Project Overview

The goal of this project is to analyze the Fannie Mae Single-Family Loan Data.

What question am I trying to answer?

The purpose is to build a model that can predict if an acquired loan will default or not.

Where to obtain the data?

All of the data came from Fannie Mae’s data housing website, and is broken up by quarters from 2000 through 2020.

The data used?

This project only used the following years: 2016, 2017, 2018, and 2019.

Original Data

Fannie Mae has all of its data in CSV format, and the total size is 370Gb.

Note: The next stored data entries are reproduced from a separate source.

PR #22, opened 2021-09-08
Sighash to message

luckysori:
This is for https://github.com/comit-network/hermes/pull/16#discussion_r703115601.

What do you think? I tried to just use the trait you suggested, but there is a mismatch between the types because we're using `secp256k1` and `secp256k1-zkp`. There might be a better solution than what I've done though.

### DIFF
--- a/cfd_protocol/src/lib.rs
+++ b/cfd_protocol/src/lib.rs
@@ -112,8 +112,7 @@ pub fn build_cfd_transactions(
             taker.lock_amount,
         );
 
-        let sighash =
-            secp256k1_zkp::Message::from_slice(&tx.sighash()).expect("sighash is valid message");
+        let sighash = tx.sighash().to_message();
         let sig = SECP256K1.sign(&sighash, &identity_sk);
 
         (tx.inner, sig)
@@ -200,7 +199,7 @@ pub fn spending_tx_sighash(
         spent_amount.as_sat(),
         SigHashType::All,
     );
-    secp256k1_zkp::Message::from_slice(&sighash).expect("sighash is valid message")
+    sighash.to_message()
 }
 
 pub fn finalize_spend_transaction(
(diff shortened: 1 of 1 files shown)


thomaseizinger:
If we have a type mismatch then we need to bump the version of -zkp and release. Or where is the mismatch?
I assume bitcoin depends on a newer version of secp than -zkp does?

cfd_protocol/src/lib.rs
```diff
@@ -875,6 +868,19 @@ impl TransactionExt for bitcoin::Transaction {
     }
 }
 
+trait SigHashExt {
+    fn as_message(&self) -> secp256k1_zkp::Message;
+}
+
+impl SigHashExt for SigHash {
+    fn as_message(&self) -> secp256k1_zkp::Message {
```
thomaseizinger: Should be `to_message` I think.

thomaseizinger (approved):
An extension trait is a good workaround until we can pass it along natively.

luckysori:
> If we have a type mismatch then we need to bump the version of -zkp and release. Or where is the mismatch?
> I assume bitcoin depends on a newer version of secp than -zkp does?

I haven't managed to get to the bottom of the dependency mismatch problem, but I think you're on the right track. I'll merge this and record and issue.

thomaseizinger:
> > If we have a type mismatch then we need to bump the version of -zkp and release. Or where is the mismatch?
> > I assume bitcoin depends on a newer version of secp than -zkp does?
> 
> I haven't managed to get to the bottom of the dependency mismatch problem, but I think you're on the right track. I'll merge this and record and issue.

I can't find any version mismatch in the latest `bitcoin` version. Weird ...

luckysori:
> I can't find any version mismatch in the latest `bitcoin` version. Weird ...

I was just getting a headache trying to figure it out lol. Maybe we can take a look together or you can give it a go yourself.

PR #23, opened 2021-09-08
Remove hard-coded `Network`s

luckysori:
And other stuff related to PR #16.

It looks like the protocol doesn't need to know about what network it runs on? Is that weird?


thomaseizinger (approved):
I don't think that is weird at all. Bitcoin's networks are a surface level thing so users don't mix up addresses :)

PR #24, opened 2021-09-08
Construct satisfiers using HashMap::from_iter

luckysori:
As suggested in https://github.com/comit-network/hermes/pull/16#discussion_r703118707.


thomaseizinger (approved):
Less mutability 🥳

PR #28, opened 2021-09-08
Get rid of unnecessary and unwanted `Message` type

luckysori:
Is `String` the best choice for modelling this type? This is just an option, but at least we can move away from the silly `Message` type I introduced for no reason.


thomaseizinger (approved):
String is better than the message, maybe loosen it to bytes even? Not sure why it would need to be necessary human-readable!

luckysori:
> String is better than the message, maybe loosen it to bytes even? Not sure why it would need to be necessary human-readable!

Let's do bytes, yep!

PR #31, opened 2021-09-09
Extract script from descriptor directly

thomaseizinger:
No need to do a round-trip to an address and back!


luckysori (approved):
Thank you, I forgot to do this in the tests!

bonomat (approved):
😅

PR #32, opened 2021-09-09
Add `renew_cfd_transactions` API

luckysori:
As expected, renewing the CFD is the same as creating a CFD without a new lock transaction.

The tests are very repetitive, so I would be happy to start thinking about refactoring things there.

### DIFF
--- a/cfd_protocol/src/lib.rs
+++ b/cfd_protocol/src/lib.rs
@@ -70,17 +70,16 @@ pub fn build_cfd_transactions(
     /// TODO: Should this be an argument to this function?
     const CET_TIMELOCK: u32 = 12;
 
-    let lock_tx = LockTransaction::new(
+    let lock_tx = lock_transaction(
         maker.lock_psbt.clone(),
         taker.lock_psbt.clone(),
         maker.identity_pk,
         taker.identity_pk,
         maker.lock_amount + taker.lock_amount,
-    )
-    .context("cannot build lock tx")?;
+    );
 
     let commit_tx = CommitTransaction::new(
-        &lock_tx,
+        &lock_tx.global.unsigned_tx,
         (
             maker.identity_pk,
             maker_punish_params.revocation_pk,
@@ -91,7 +90,8 @@ pub fn build_cfd_transactions(
             taker_punish_params.revocation_pk,
             taker_punish_params.publish_pk,
         ),
-    );
+    )
+    .context("cannot build commit tx")?;
 
     let identity_pk = secp256k1_zkp::PublicKey::from_secret_key(SECP256K1, &identity_sk);
     let commit_encsig = if identity_pk == maker.identity_pk.key {
@@ -138,7 +138,7 @@ pub fn build_cfd_transactions(
         .context("cannot build and sign all cets")?;
 
     Ok(CfdTransactions {
-        lock: lock_tx.inner,
+        lock: lock_tx,
         commit: (commit_tx.inner, commit_encsig),
         cets,
         refund,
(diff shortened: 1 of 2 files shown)


cfd_protocol/src/lib.rs
```diff
@@ -731,95 +745,55 @@ impl CommitTransaction {
...
-    }
+    let lock_tx = Transaction {
+        version: 2,
+        lock_time: 0,
+        input: vec![
+            maker_psbt.global.unsigned_tx.input,
+            taker_psbt.global.unsigned_tx.input,
+        ]
+        .concat(),
+        output: vec![vec![lock_output], maker_change, taker_change].concat(),
```
thomaseizinger: I think this double `Vec` is a bit confusing. Instead of `collect`ing all the individual iterators, you could concatenate them and use `iter::once` for the `lock_output`.

cfd_protocol/src/lib.rs
```diff
@@ -645,24 +645,38 @@ impl CommitTransaction {
...
+        let (lock_outpoint, lock_amount) = {
+            let vout = lock_tx
+                .output
+                .iter()
+                .position(|out| out.script_pubkey == lock_descriptor.script_pubkey())
+                .context("lock script not found in lock tx")?;
+            let outpoint = OutPoint {
+                txid: lock_tx.txid(),
+                vout: vout as u32,
+            };
```
thomaseizinger: Perhaps a candidate for an extension trait?

cfd_protocol/src/lib.rs
```diff
@@ -78,25 +71,112 @@ pub fn build_cfd_transactions(
...
+}
+
+pub fn renew_cfd_transactions(
+    lock_tx: PartiallySignedTransaction,
+    (maker_pk, maker_lock_amount, maker_address, maker_punish_params): (
+        PublicKey,
+        Amount,
+        Address,
+        PunishParams,
+    ),
```
thomaseizinger, line 102: Why does `create_cfd_transactions` use `PartyParams` but `renew_cfd_transactions` doesn't?

thomaseizinger (approved):
Nice work! Condensing down the tests sounds good to me. Should be useful for the integration later as well!

cfd_protocol/src/lib.rs
luckysori: I thought about it but it would be a bit redundant to pass in the lock PSBT twice.

thomaseizinger: Didn't see that, fair enough :)

cfd_protocol/src/lib.rs
```diff
@@ -70,17 +70,16 @@ pub fn build_cfd_transactions(
...
         maker.identity_pk,
         taker.identity_pk,
         maker.lock_amount + taker.lock_amount,
-    )
-    .context("cannot build lock tx")?;
+    );
 
     let commit_tx = CommitTransaction::new(
-        &lock_tx,
+        &lock_tx.global.unsigned_tx,
```
bonomat, line 162: Should one prefer this over `lock_tx.extract_tx()`?

cfd_protocol/tests/cfds.rs
```diff
@@ -372,6 +372,443 @@ fn create_cfd() {
         .expect("valid punish transaction signed by taker");
 }
 
+#[test]
+fn renew_cfd() {
```
bonomat, line 103: I guess this asks for some refactoring and code-reuse between the two different tests :)

bonomat (approved):
Look good, nice work 👋👋

cfd_protocol/src/lib.rs
thomaseizinger: `extract_tx` takes [`self`](https://docs.rs/bitcoin/0.27.0/bitcoin/util/psbt/struct.PartiallySignedTransaction.html#method.extract_tx) which consumes the entire PSBT. I guess in this case, @luckysori just wanted a reference to taking ownership of the PSBT itself was wasteful and would have probably resulted in a clone.

cfd_protocol/tests/cfds.rs
```diff
@@ -46,290 +47,77 @@ fn create_cfd() {
...
+            pub_pk: maker_pub_pk,
+        },
+        CfdKeys {
+            sk: taker_sk,
+            pk: taker_pk,
+            rev_sk: taker_rev_sk,
+            rev_pk: taker_rev_pk,
+            pub_sk: taker_pub_sk,
+            pub_pk: taker_pub_pk,
+        },
```
thomaseizinger: Just call this `taker` and refer to fields as `taker.sk`.

thomaseizinger (approved):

Each quarter starting has about 104 million rows, so altogether that would have required a massive amount of computing power.

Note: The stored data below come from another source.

PR #48, opened 2021-09-14
Calculate refund timelock based on CFD term.

bonomat:
A threshold is added to the contract term. 

This is needed because a user might "change their mind" and publish transactions at any time trying to get out of the contract. The refund timeout should ensure that the refund transaction can only be published if the oracle does not publish a signature.

When implementing this I came across a small problem which I documented here: https://github.com/comit-network/hermes/issues/47

### DIFF
--- a/daemon/src/model/cfd.rs
+++ b/daemon/src/model/cfd.rs
@@ -299,6 +299,20 @@ fn calculate_profit(
     Ok((Amount::ZERO, Usd::ZERO))
 }
 
+pub trait AsBlocks {
+    /// Calculates the duration in Bitcoin blocks.
+    ///
+    /// On Bitcoin there is a block every 10 minutes/600 seconds on average.
+    /// It's the caller's responsibility to round the resulting floating point number.
+    fn as_blocks(&self) -> f32;
+}
+
+impl AsBlocks for Duration {
+    fn as_blocks(&self) -> f32 {
+        self.as_secs_f32() / 60.0 / 10.0
+    }
+}
+
 /// Calculates the buyer's margin in BTC
 ///
 /// The margin is the initial margin and represents the collateral the buyer has to come up with to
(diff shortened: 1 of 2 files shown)


daemon/src/model/cfd.rs
```diff
@@ -510,6 +524,23 @@ mod tests {
             r#"{"type":"Error","payload":{"common":{"transition_timestamp":{"secs_since_epoch":0,"nanos_since_epoch":0}}}}"#
         );
     }
+
+    #[test]
+    fn test_secs_into_blocks() {
+        let error_margin = f32::EPSILON;
```
thomaseizinger, line 530: :+1:

daemon/src/model/cfd.rs
```diff
@@ -331,6 +331,20 @@ fn calculate_sell_margin(price: Usd, quantity: Usd) -> Result<Amount> {
     Ok(margin)
 }
 
+pub trait AsBlocks {
+    /// Calculates the duration in Bitcoin blocks.
+    ///
+    /// On Bitcoin there is a block every 10 minutes/600 seconds on average.
+    /// It's the caller's responsibility to round the resulting floating point number.
```
thomaseizinger: Nice doc comment!

daemon/src/taker_cfd_actor.rs
```diff
@@ -192,7 +210,7 @@ fn setup_contract(
             (maker.clone(), maker_punish),
             (taker.clone(), taker_punish),
             oracle_pk,
-            0, // TODO: Calculate refund timelock based on CFD term
+            offer.term.mul_f32(REFUND_THRESHOLD).as_blocks().ceil() as u32,
```
thomaseizinger, line 215: Nit: If we move this onto the `Offer`, it would be testable!

thomaseizinger (approved):
Good work! Thanks for writing such nice documentation!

The features for this data add up to108 columns; however, most of them were added in 2017 and would not start reporting data until June 2020, so I decided not to use those rows for this project.

Pre-Processing the data

Foreclosure has 99.95% missing data and Co-Borrower Credit Score at Origination has 52.79% missing.

Data Manipulation

Created a new column called Minimum Credit Score by taking the following columns:

Borrow Credit Score at Origination
Co-Borrower Credit Score at Origination

Guidelines provided by Fannie Mae state:

If both columns have data use the lowest score
If only one column has data use that score
If neither columns have data take the mean of both and use the lowest score

Feature On Assistance Plan was mapped using the following code snippet:

# F T R to be on plan
def check_plan(x):
    if x in ['F', 'T', 'R']:
        return 1
    return 0

Dropped the following columns after creating new ones Borrower Credit Score at Origination, Co-Borrower Credit Score at Origination, Borrower Assistance Plan

Set new conditions to fill in the null values of Foreclosed using the following methods:

# df['Current Loan Delinquency Status'] >= 4 and not on df['On Assistance Plan'], foreclosed = 1 (True)
# create a list of our conditions
conditions = [
    (df['Current Loan Delinquency Status'] >= 4) &
    (df['On Assistance Plan'] == 0), 
    (df['Foreclosure Date'].notnull())
    ]
# create a list of the values we want to assign for each condition
values = [1,1]
# create a new column and use np.select to assign values to it using our lists as arguments
df['Foreclosed'] = np.select(conditions, values)

with the final output of

0    8260646
1      22843
Name: Foreclosed, dtype: int64

The feature columns that were dates needed to be strings so we could format them correctly:

df[['Monthly Reporting Period',
        'Origination Date', 
        'Maturity Date']]  = df[['Monthly Reporting Period',
                                    'Origination Date', 
                                    'Maturity Date']].astype('str')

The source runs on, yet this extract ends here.